*** Opening WORKING DATA ***
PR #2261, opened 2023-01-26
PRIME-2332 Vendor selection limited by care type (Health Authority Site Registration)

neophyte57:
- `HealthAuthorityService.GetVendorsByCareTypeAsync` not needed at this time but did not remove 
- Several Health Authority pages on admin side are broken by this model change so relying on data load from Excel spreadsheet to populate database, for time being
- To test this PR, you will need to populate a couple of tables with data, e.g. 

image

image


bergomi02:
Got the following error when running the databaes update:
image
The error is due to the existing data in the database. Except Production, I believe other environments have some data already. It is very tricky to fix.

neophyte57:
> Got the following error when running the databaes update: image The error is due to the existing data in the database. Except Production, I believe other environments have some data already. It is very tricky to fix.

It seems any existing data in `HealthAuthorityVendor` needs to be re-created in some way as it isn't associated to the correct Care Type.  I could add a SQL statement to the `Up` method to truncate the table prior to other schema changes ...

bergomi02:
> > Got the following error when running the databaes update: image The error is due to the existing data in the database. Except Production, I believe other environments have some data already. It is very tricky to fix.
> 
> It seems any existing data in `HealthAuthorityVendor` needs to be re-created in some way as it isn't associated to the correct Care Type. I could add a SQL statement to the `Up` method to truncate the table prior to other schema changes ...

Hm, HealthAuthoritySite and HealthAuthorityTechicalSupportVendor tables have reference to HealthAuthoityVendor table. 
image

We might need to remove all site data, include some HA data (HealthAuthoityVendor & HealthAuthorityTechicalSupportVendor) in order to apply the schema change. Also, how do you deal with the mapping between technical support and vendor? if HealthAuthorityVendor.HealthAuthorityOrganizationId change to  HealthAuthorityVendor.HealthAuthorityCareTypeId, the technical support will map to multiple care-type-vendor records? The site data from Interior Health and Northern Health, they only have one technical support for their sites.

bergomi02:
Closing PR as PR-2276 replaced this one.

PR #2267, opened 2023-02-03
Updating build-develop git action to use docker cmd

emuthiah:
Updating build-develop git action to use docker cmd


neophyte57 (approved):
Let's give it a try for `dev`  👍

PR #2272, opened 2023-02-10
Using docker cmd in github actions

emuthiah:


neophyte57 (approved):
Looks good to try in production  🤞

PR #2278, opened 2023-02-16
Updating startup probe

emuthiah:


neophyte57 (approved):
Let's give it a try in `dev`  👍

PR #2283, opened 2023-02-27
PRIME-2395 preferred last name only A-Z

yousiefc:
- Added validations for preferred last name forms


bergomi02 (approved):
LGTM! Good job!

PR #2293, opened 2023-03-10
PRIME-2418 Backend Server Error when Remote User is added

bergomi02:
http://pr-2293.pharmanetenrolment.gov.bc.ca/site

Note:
*** Closing WORKING DATA ***
*** Opening WORKING DATA ***
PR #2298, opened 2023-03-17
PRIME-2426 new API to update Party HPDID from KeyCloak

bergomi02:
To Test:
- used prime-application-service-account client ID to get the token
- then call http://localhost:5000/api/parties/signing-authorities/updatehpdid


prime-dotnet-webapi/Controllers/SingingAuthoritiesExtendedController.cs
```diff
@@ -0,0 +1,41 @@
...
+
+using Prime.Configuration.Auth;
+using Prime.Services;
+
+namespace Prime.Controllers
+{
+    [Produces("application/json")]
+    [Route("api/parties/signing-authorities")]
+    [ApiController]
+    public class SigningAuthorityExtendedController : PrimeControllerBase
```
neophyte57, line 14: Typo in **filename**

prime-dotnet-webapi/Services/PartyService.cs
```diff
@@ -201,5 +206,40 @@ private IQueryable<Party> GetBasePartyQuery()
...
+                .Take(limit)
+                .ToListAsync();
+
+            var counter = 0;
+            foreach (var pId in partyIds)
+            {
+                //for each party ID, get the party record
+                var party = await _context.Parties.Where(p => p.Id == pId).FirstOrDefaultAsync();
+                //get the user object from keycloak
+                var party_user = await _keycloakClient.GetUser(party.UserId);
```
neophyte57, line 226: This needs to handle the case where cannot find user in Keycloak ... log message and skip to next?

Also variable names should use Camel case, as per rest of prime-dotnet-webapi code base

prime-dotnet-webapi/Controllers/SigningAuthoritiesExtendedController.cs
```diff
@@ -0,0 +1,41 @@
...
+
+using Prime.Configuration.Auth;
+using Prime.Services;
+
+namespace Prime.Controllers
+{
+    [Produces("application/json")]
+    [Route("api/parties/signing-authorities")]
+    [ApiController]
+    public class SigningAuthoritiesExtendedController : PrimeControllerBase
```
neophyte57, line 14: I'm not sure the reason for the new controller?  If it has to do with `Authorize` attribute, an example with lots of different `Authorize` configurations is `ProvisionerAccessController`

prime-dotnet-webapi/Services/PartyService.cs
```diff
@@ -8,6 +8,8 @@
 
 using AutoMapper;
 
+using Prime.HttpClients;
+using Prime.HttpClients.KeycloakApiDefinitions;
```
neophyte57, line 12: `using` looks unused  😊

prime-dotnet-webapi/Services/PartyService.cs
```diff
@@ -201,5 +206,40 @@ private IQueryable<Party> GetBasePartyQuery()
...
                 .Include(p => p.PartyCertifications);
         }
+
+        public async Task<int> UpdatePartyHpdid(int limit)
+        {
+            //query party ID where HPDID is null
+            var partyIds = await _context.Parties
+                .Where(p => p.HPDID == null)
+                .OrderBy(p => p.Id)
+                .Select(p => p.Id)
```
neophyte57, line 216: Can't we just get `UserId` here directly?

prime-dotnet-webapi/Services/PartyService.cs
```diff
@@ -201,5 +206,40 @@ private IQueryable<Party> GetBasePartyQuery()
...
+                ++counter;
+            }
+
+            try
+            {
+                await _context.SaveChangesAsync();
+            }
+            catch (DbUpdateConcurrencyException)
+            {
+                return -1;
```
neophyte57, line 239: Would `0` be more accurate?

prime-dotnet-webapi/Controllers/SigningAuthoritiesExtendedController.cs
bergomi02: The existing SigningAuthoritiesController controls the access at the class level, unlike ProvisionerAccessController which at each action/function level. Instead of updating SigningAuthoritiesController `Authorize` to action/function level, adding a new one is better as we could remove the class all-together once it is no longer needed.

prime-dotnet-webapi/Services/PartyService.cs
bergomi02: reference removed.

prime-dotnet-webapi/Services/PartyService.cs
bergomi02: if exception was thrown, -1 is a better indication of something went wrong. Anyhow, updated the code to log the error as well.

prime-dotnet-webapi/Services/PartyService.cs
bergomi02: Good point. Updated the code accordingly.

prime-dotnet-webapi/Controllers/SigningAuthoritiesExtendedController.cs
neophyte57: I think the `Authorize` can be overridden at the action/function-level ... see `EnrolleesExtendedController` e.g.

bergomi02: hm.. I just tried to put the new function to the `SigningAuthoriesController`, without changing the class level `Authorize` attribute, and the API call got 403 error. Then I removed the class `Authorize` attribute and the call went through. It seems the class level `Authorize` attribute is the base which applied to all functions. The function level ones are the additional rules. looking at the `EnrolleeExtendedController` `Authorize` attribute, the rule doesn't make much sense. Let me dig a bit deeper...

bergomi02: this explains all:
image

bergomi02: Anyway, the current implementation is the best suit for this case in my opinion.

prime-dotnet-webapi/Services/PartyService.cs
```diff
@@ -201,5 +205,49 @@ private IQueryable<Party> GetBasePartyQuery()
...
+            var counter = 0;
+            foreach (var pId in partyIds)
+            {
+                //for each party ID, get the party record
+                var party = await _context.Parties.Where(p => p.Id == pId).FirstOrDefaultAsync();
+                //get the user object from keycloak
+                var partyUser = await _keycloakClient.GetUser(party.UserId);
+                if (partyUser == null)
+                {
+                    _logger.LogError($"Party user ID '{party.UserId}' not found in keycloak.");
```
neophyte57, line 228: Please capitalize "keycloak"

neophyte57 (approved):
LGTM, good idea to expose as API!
*** Closing WORKING DATA ***
*** Opening WORKING DATA ***
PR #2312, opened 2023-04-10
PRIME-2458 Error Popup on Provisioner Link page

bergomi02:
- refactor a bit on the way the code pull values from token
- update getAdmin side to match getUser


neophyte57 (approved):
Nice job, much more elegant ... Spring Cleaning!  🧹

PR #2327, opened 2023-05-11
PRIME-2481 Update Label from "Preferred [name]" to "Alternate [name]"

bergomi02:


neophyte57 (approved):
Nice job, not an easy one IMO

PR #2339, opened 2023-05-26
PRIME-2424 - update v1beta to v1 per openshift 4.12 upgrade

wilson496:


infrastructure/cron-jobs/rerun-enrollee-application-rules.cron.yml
*** Closing WORKING DATA ***
Report only how many lines in the records contain the word "token".

▸ **OUTPUT**
2